The only way to find the answer to this question is to pose the ancient Roman question: Qui bono? Who benefits from perpetual warfare?
The answer — although never acknowledged by U.S. political leaders, and seldom by even the U.S. media – is the country’s military industrial complex. The big arms manufacturers profit enormously from wars and other armed conflicts. In fact, without continuous and prolonged warfare that requires the deployment of their guns, bombs, tanks, warships and submarines, they would go out of business.
The American military budget for the next fiscal year that is projected by the Trump administration is $886 billion, up from $767 billion in 2016. This massive amount is the second largest item in the country’s budget after social security. It is four times more than China’s military budget of $216 billion, and 10 times bigger than Russia’s budget of just $84.5 billion. In total, the United States spends more on “defense” than the next nine countries combined.
Who profits most from this vast expenditure on the trappings of warfare? Obviously it’s the big arms companies. It’s difficult to find out how much of the colossal U.S. military budget each of them receives. The latest figures I could find (undoubtedly not up to date) were $36 billion for Lochhead Martin, $27.6 billion for Boeing, 26.9 billion for BAE Systems, $22.5 billion for Raytheon, and $21.6 billion for General Dynamics. But there are dozens of other arms producers that are also awarded contracts. Together, they probably receive and profit from at least half, more likely two-thirds, of that huge $886 billion war bonanza.
These corporations depend on the United States being continually at war against some country somewhere – and now against terrorists everywhere. The weapons of war they produce are made to be used, not stockpiled. If world peace were ever actually to be achieved, they would be bankrupted, unless they could switch to manufacturing things that aren’t designed to kill people.
So it’s not surprising that these corporations keep beating the war drums, keep donating millions of dollars to the election campaigns of warmongering politicians – or even politicians who fear the economic collapse that could result from the closure of the country’s war plants and the consequent loss of a million or more jobs.

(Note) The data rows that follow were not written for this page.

PR #510, opened 2026-06-06
Fix WinGet manifest (portable) and delist it until live

jeduden:
## Why

Two problems with the WinGet channel:

1. **The manifest was wrong.** `render-winget-manifest` declared `InstallerType: exe` with `Silent: /S`, but `mdsmith-windows-amd64.exe` is a bare CLI binary, not an installer. WinGet would run it as an installer (`mdsmith-windows-amd64.exe /S`) — the linter rejects `/S` and exits non-zero, so nothing lands on PATH. Microsoft's sandbox validation would likely reject the PR too. `komac update` inherits the bootstrap manifest's installer structure, so this would propagate to every release.
2. **It was advertised before it works.** The install picker and table listed `winget install jeduden.mdsmith`, which does nothing until the `microsoft/winget-pkgs` manifest PR merges and clears moderation. (Scoop stays listed — its bucket repo is available; asdf/mise stay because their listed command works today via an alternate form.)

## What

**Commit 1 — portable manifest.** `wingetInstallerManifest` now emits `InstallerType: portable` with `PortableCommandAlias: mdsmith`, dropping the installer-only `InstallerLocale`/`InstallModes`/`InstallerSwitches`. WinGet stores the binary and links it onto PATH as `mdsmith`.

**Commit 2 — delist WinGet.** New optional channel frontmatter flag `unlisted` (default `false`):
- `sync-channels` skips unlisted channels when projecting `website/data/channels.yaml` (the picker).
- The install-guide table catalog excludes `winget.md` by glob (the catalog's CUE `where` filter would otherwise require *every* channel to declare the field, since `Match` requires referenced paths to exist).
- `winget.md` sets `unlisted: true`; the WinGet block is removed from the Windows section of the install guide.

The channel doc and release tooling stay — only the user-facing listings wait for the manifest PR. `plan/234` is updated to match.

## Tests

- Flipped `TestRenderWingetManifest_InstallerFields` to assert `portable` + `PortableCommandAlias` and the absence of the exe/silent fields (red → green).
- Added `TestLoadChannels_SkipsUnlisted` (red → green).
- `go test ./...`, `go vet ./...`, `go tool golangci-lint run` (0 issues), `mdsmith check .`, and `sync-channels --check` all pass.

## Still external (unchanged, pre-existing)

`winget install jeduden.mdsmith` only works once the bootstrap manifest PR is merged into `microsoft/winget-pkgs` and clears moderation. When that lands, drop `unlisted: true` and the table glob exclusion to re-list it.

---
_Generated by [Claude Code](https://claude.ai/code/session_01FuwEfh9fYYzXrbX1vZ6i8F)_


jeduden:
🔍 **Merge Queue** — bisecting

A larger batch failed CI. Bisection is isolating the culprit: this run tests up to **1 of 1** candidate PRs on [`merge-queue/batch-bisect-510-1780752678`](https://github.com/jeduden/mdsmith/tree/merge-queue/batch-bisect-510-1780752678). [View current bisect CI run](https://github.com/jeduden/mdsmith/actions/runs/27063649228).

jeduden:
✅ **Merge Queue** — merged

This PR landed on `main` via commit [`bb85e79`](https://github.com/jeduden/mdsmith/commit/bb85e79716039628835ce2b1fd4d99ea075c598e). [CI run that validated the merge](https://github.com/jeduden/mdsmith/actions/runs/27063649228).

PR #534, opened 2026-06-09
perf: eliminate per-call allocations in 5 hot-path functions

jeduden:
## Summary

Audited the codebase against `docs/development/high-performance-go.md` and identified five functions that allocate on every invocation due to `strings.Split`, `bytes.Split`, or `strings.Join` calls that can be replaced with zero-allocation alternatives. Each fix follows Red/Green TDD: a failing alloc test was added first, then the implementation was changed to make it pass.

### Fixes

| # | Function | File | Anti-pattern | Allocs before → after |
|---|----------|------|--------------|----------------------|
| 1 | `containsDotDotElement` | `internal/rules/include/rule.go` | `strings.Split(p, "/")` in hot per-directive path | 1 → **0** |
| 2 | `minFenceLen` | `internal/rules/include/rule.go` | `strings.Split(text, "\n")` allocates a full lines slice | 1 → **0** |
| 3 | `paragraphEndLine` | `internal/rules/noreferencestyle/rule.go` | `bytes.Split(source, "\n")` re-split the whole file; caller now passes `f.Lines` directly | 1 → **0** |
| 4 | `matchDoublestar` | `internal/gitignore/gitignore.go` | `strings.Split(pattern, "**")` + `strings.Split(path, "/")` + `strings.Join` inside a loop — O(n) allocations per path | 3–5 → **0** |
| 5 | `collectBodySyncPoints` | `internal/rules/requiredstructure/rule.go` | `bytes.Split(content, "\n")` on schema body | 3 → **2** (only the inherent `string()` casts for heading comparison remain) |

### Motivation

`docs/development/high-performance-go.md` specifies: _"each removed alloc in a per-file Check saves one alloc per workspace file"_ and calls out `strings.Split`/`bytes.Split` returning newly-allocated slices as the canonical anti-pattern to avoid. With a 600-file corpus, each 1-alloc reduction translates directly to 600 fewer heap allocations per `mdsmith check` run.

`matchDoublestar` is called once per `.gitignore` pattern per file during workspace discovery — the most upstream hot path. Eliminating 3–5 allocations per `**`-pattern match compounds across all workspace files and all rules.

### Approach

- `containsDotDotElement`: replaced with `HasPrefix`/`HasSuffix`/`Contains` checks that match the exact four cases without any slice allocation.
- `minFenceLen`: a single-pass byte scan replaces the split+inner-loop; `\n` is just another non-`` ` `` character that resets the run counter.
- `paragraphEndLine`: changed parameter type from `[]byte` (raw source) to `[][]byte` (pre-split lines from `lint.File`). Updated the single call site to pass `f.Lines`.
- `matchDoublestar`: replaced `strings.Split(pattern, "**")` with `strings.Index` (no alloc); replaced the `strings.Split(path, "/")` + per-iteration `strings.Join` with index-based substringing (Go string slices share the backing array). Extracted three helper functions (`matchSingleDoublestar`, `matchLeadingDoublestar`, `matchMiddleDoublestar`) to keep the cognitive complexity below the 30-node lint ceiling while making each branch readable.
- `collectBodySyncPoints`: replaced `bytes.Split(content, "\n")` with a direct `i`-pointer scan over `content`, eliminating the `[][]byte` header slice. The two `string()` casts for heading-line comparison against `headingMatchesLine` are inherent and unchanged.

## Test plan

- [x] New alloc tests added for all 5 functions (`*_test.go` beside each changed file)
- [x] Alloc tests confirmed **failing before** the fix (red phase)
- [x] Alloc tests confirmed **passing after** the fix (green phase)
- [x] All existing tests in changed packages pass (`go test ./...` — 0 failures)
- [x] `go vet ./...` — clean
- [x] `golangci-lint run` on changed packages — 0 issues
- [x] `mdsmith check .` on repository — 437 files, 0 failures

https://claude.ai/code/session_017d9EhXPVmeoCfMq1747hCU

---
_Generated by [Claude Code](https://claude.ai/code/session_017d9EhXPVmeoCfMq1747hCU)_

### DIFF
--- a/internal/gitignore/alloc_test.go
+++ b/internal/gitignore/alloc_test.go
@@ -1,0 +1,42 @@
+package gitignore
+
+import (
+	"testing"
+
+	"github.com/stretchr/testify/assert"
+)
+
+// TestMatchDoublestar_LeadingDoublestar_ZeroAllocs confirms the
+// leading-** path allocates nothing after the strings.Split/Join rewrite.
+func TestMatchDoublestar_LeadingDoublestar_ZeroAllocs(t *testing.T) {
+	cases := []struct{ pattern, path string }{
+		{"**/*.md", "readme.md"},
+		{"**/*.md", "sub/readme.md"},
+		{"**/*.md", "a/b/c.md"},
+		{"**/foo", "a/b/c/foo"},
+	}
+	for _, c := range cases {
+		allocs := testing.AllocsPerRun(100, func() {
+			matchDoublestar(c.pattern, c.path)
+		})
+		assert.Equal(t, 0.0, allocs,
+			"matchDoublestar(%q, %q) allocs: want 0, got %v", c.pattern, c.path, allocs)
+	}
+}
+
+// TestMatchDoublestar_MiddleDoublestar_ZeroAllocs confirms the
+// middle-** path allocates nothing after the rewrite.
+func TestMatchDoublestar_MiddleDoublestar_ZeroAllocs(t *testing.T) {
+	cases := []struct{ pattern, path string }{
+		{"a/**/b.md", "a/b.md"},
+		{"docs/**/readme.md", "docs/readme.md"},
+		{"docs/**/readme.md", "docs/sub/readme.md"},
+	}
+	for _, c := range cases {
+		allocs := testing.AllocsPerRun(100, func() {
+			matchDoublestar(c.pattern, c.path)
+		})
+		assert.Equal(t, 0.0, allocs,
+			"matchDoublestar(%q, %q) allocs: want 0, got %v", c.pattern, c.path, allocs)
+	}
+}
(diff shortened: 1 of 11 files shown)


jeduden:
🔍 **Merge Queue** — bisecting

A larger batch failed CI. Bisection is isolating the culprit: this run tests up to **1 of 1** candidate PRs on [`merge-queue/batch-bisect-534-1781038706`](https://github.com/jeduden/mdsmith/tree/merge-queue/batch-bisect-534-1781038706). [View current bisect CI run](https://github.com/jeduden/mdsmith/actions/runs/27235435621).

jeduden:
✅ **Merge Queue** — merged

This PR landed on `main` via commit [`a201e53`](https://github.com/jeduden/mdsmith/commit/a201e530c74d380b713315b075f981df04187483). [CI run that validated the merge](https://github.com/jeduden/mdsmith/actions/runs/27235435621).

PR #544, opened 2026-06-10
Plan 2606100533 + 2606100534: timestamp plan ids and the unique-frontmatter rule

jeduden:
Implements both plans from the original design (the design docs themselves are the first two commits and dogfood the new scheme as their own ids).

**Plan 2606100533 — coordination-free plan ids (✅)**
- Plan ids are now the minute-precision UTC creation timestamp (`date -u +%y%m%d%H%M`); the allocation contract lives in plan/proto.md, and the proto `id:` type freezes the legacy range — `(int & >=1 & <=243) | (int & >=2601010000)` — so a stray `max+1` id fails MDS020.
- The nine duplicate twin pairs are renumbered (keepers chosen by reference weight; all nine moved twins are completed plans; zero `depends-on` edits were needed). All references moved with them, including the shipped `see plan 156` diagnostic strings, three `internal/` Go comments pinning plan 215, and the architecture-audit links. plan/157's orphaned `depends-on: [19]` is deleted.
- The catalog's `numeric:id` sort parses with `ParseInt(..., 64)` so 32-bit targets (the tinygo goal) keep numeric order.
- pick-plan and the architecture audit-checklist drop their max+1 / duplicate-id workarounds.

**Plan 2606100534 — MDS069 unique-frontmatter (🔳, enablement gated)**
- New rule: within configured `include`/`exclude` globs, no two files may share a value in the configured front-matter `field`. Later file in path order gets the diagnostic at its front-matter line, naming the field, value, and first holder. Values compare as canonical scalars (`7`/`"7"` and `0x10`/`16` collide). Inert without config, so it ships enabled by default.
- Value→first-holder index builds once per run in a new `RunCache` slot, keyed by absolute paths so absolute-path args, Windows separators, and subdirectory invocations all resolve; symlinks are skipped per the plan-84 posture. Targeted invalidation (a `ScopeInvalidator` registered post-once, following the `ParsedSchemaMetadata` pattern) keeps the index warm across out-of-scope LSP edits and fails toward a rebuild when a path can't be related to the root.
- **Rollout sequencing**: the `.mdsmith.yml` enablement block is deliberately NOT in this PR. The pinned `mdsmith-fixed-version` binary (v0.33.0) silently ignores the unknown rule key — verified empirically — so early config would enforce uniqueness under the branch binary but not the pinned one. Per docs/development/adopt-new-directive-syntax.md: merge this rule → cut a release → bump `MDSMITH_VERSION` in `setup-mdsmith-pinned-version` → then land the config block. Plan 2606100534 stays 🔳 with that gated task as the tracked reminder.

**Review**: three full xhigh review rounds (8–9 finder angles each) ran against this branch; every confirmed finding is fixed and pinned by tests — among them a path-space mismatch that made the rule silently inert outside `check .`-from-root (absolute, Windows, and subdirectory shapes, each reproduced), symlink read-through, an 8 ms index rebuild on every LSP keystroke, per-Check allocations invisible to both CI gates, and a macOS symlinked-root case that would have frozen stale verdicts for a whole editor session. Race-detector stress runs, adversarial front matter (anchor bombs, size limits), and glob-widening probes are clean; warm `Check` measures 2 allocs/op. Known deliberate gaps are documented in the plan: the index reads as-saved disk state in the LSP (same posture as every cross-file rule; overlay-into-RootFS is engine-level follow-up), and `.mdsmith.yml` rule-name typos are not validated against the registry anywhere (pre-existing, repo-wide).

Side effect: regenerating PLAN.md healed catalog rows that had drifted stale on main (the table was last rendered by an older formatter).

`mdsmith check .` passes on all 438 files; `go test ./...` and `golangci-lint` are clean.

https://claude.ai/code/session_01JASHJfDX5XQy8j4V4ubByz


jeduden:
🔍 **Merge Queue** — bisecting

A larger batch failed CI. Bisection is isolating the culprit: this run tests up to **1 of 1** candidate PRs on [`merge-queue/batch-bisect-544-1781085322`](https://github.com/jeduden/mdsmith/tree/merge-queue/batch-bisect-544-1781085322). [View current bisect CI run](https://github.com/jeduden/mdsmith/actions/runs/27268300027).

jeduden:
❌ **Merge Queue** — CI failed (identified via bisection)

Bisection identified this PR as the failing change. [View CI run that isolated the failure](https://github.com/jeduden/mdsmith/actions/runs/27268300027).

**Next:** Fix the failure, push updates, then re-add the `queue` label to retry.

PR #545, opened 2026-06-10
Plan 242: Recover from panics in the LSP lint pipeline

jeduden:
Draft PR for [plan/242_lsp-panic-recovery.md](plan/242_lsp-panic-recovery.md).

Status will move 🔲 → 🔳 in PLAN.md once the first real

Few U.S. politicians today remember or take any inspiration from the “Cross of Iron” speech that President Dwight D. Eisenhower delivered in April 1963, shortly before his retirement from office. Here is a crucial excerpt from that speech:
Every gun that is made, every warship launched, every rocket fired signifies, in the final sense, a theft from those who hunger and are not fed, from those who are cold and are not clothed.
The world in arms is not spending money alone. It is spending the sweat of its labourers, the genius of its scientists, the hopes of its children.
The cost of one heavy bomber could build modern schools in 30 or more communities, or two fine, fully equipped hospitals. We pay for a single destroyer with the money for new homes that could have housed 8,000 people.
This is not a good way of life in any true sense. Under the cloud of threatening war, it is humanity hanging from a cross of iron.
Eisenhower was a general in the Second World War who had a close view of the terrible carnage and destruction that war inflicts on its victims. It’s a sad reflection of his inability as U.S president to muster political support for peace that he had to wait for his impending retirement even to give voice to his abhorrence of war.